Location: Corn Insects and Crop Genetics ResearchTitle: Identifying new sources of resistance to Brown Stem Rot in Soybean
|MCCABE, CHANTAL - Iowa State University|
|SINGH, ASHEESH - Iowa State University|
|LEANDRO, LEONOR - Iowa State University|
|CIANZIO, SILVIA - Iowa State University|
Submitted to: Crop Science
Publication Type: Peer Reviewed Journal
Publication Acceptance Date: 2/29/2016
Publication Date: 7/1/2016
Citation: McCabe, C.E., Singh, A., Leandro, L., Cianzio, S., Graham, M.A. 2016. Identifying new sources of resistance to Brown Stem Rot in Soybean. Crop Science. doi: 10.2135/cropsci2015.08.0492.

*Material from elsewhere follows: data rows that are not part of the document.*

PR #1223, opened 2023-05-25
Add test framework for language server autocompletion

craigmc08:
### Description

- Adds a framework for writing autocompletion tests for `waspls`
- Adds some tests for current autocompletion functionality
  - A bug where autocompletion doesn't work if a `.wasp` file starts with a comment was discovered and fixed
- Refactors some LSP code to make it testable in pure code

The tests are golden file tests, located in `waspls/test/Wasp/LSP/completionTests`. You write a file an indicate where the cursor is and the test system will generate a `.golden` file or compare it to the existing one to see if anything has changed. An example of a test case:

```wasp
//! test/completion
app todoApp {
  wasp: {
    version: "^0.10.5", 
  },
  title: "todo!",
}

route MainRoute { path: "/", to: | }
                                 ^
page MainPage {
  component: import { MainPage } from "@client/MainPage.jsx",
}
```

which tests the autocompletion after `to:` in the definition of `MainRoute`.


waspc/waspls/test/Wasp/LSP/CompletionTest.hs
```diff
@@ -0,0 +1,145 @@
...
+            "}"
+          ]
+   in "Completion Items:\n" ++ unlines fmtedCompletionItems
+
+-- | Parses a completion test case into a pair of the wasp source code to
+-- run completion on and the position to get the completion list at.
+--
+-- = Format
+--
+-- A normal wasp file, but with two addition
```
Martinsos, line 64: Ok, so after reading this, I understand this is just a wasp source file with a position marked in it. It could easily be just a normal wasp source, and then additionaly a pair of ints that indicate the position in it, but you went for this different way of marking the position in the source itself to make it nicer to read and figure out where the position is, otherwise we would always have to manually figure it out -> that is pretty cool!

Interpretive Summary: Breeding for resistance to diseases and pests is important for protecting soybean yields. In 2010, 14 percent of total soybean yield, valued at $5.6 billion, was lost to disease or insect pests. Brown stem rot (BSR), caused by the fungus Phialophora gregata, can cause yield losses up to 38 percent. To date, few sources of resistance have been identified. In order to identify new sources of resistance, researchers screened the US germplasm collection. In this screen, four lines were identified with high levels of resistance to BSR. In this study, we used genetic testing to determine if resistance found in these lines was novel and could be used for breeding soybean with enhanced resistance to BSR.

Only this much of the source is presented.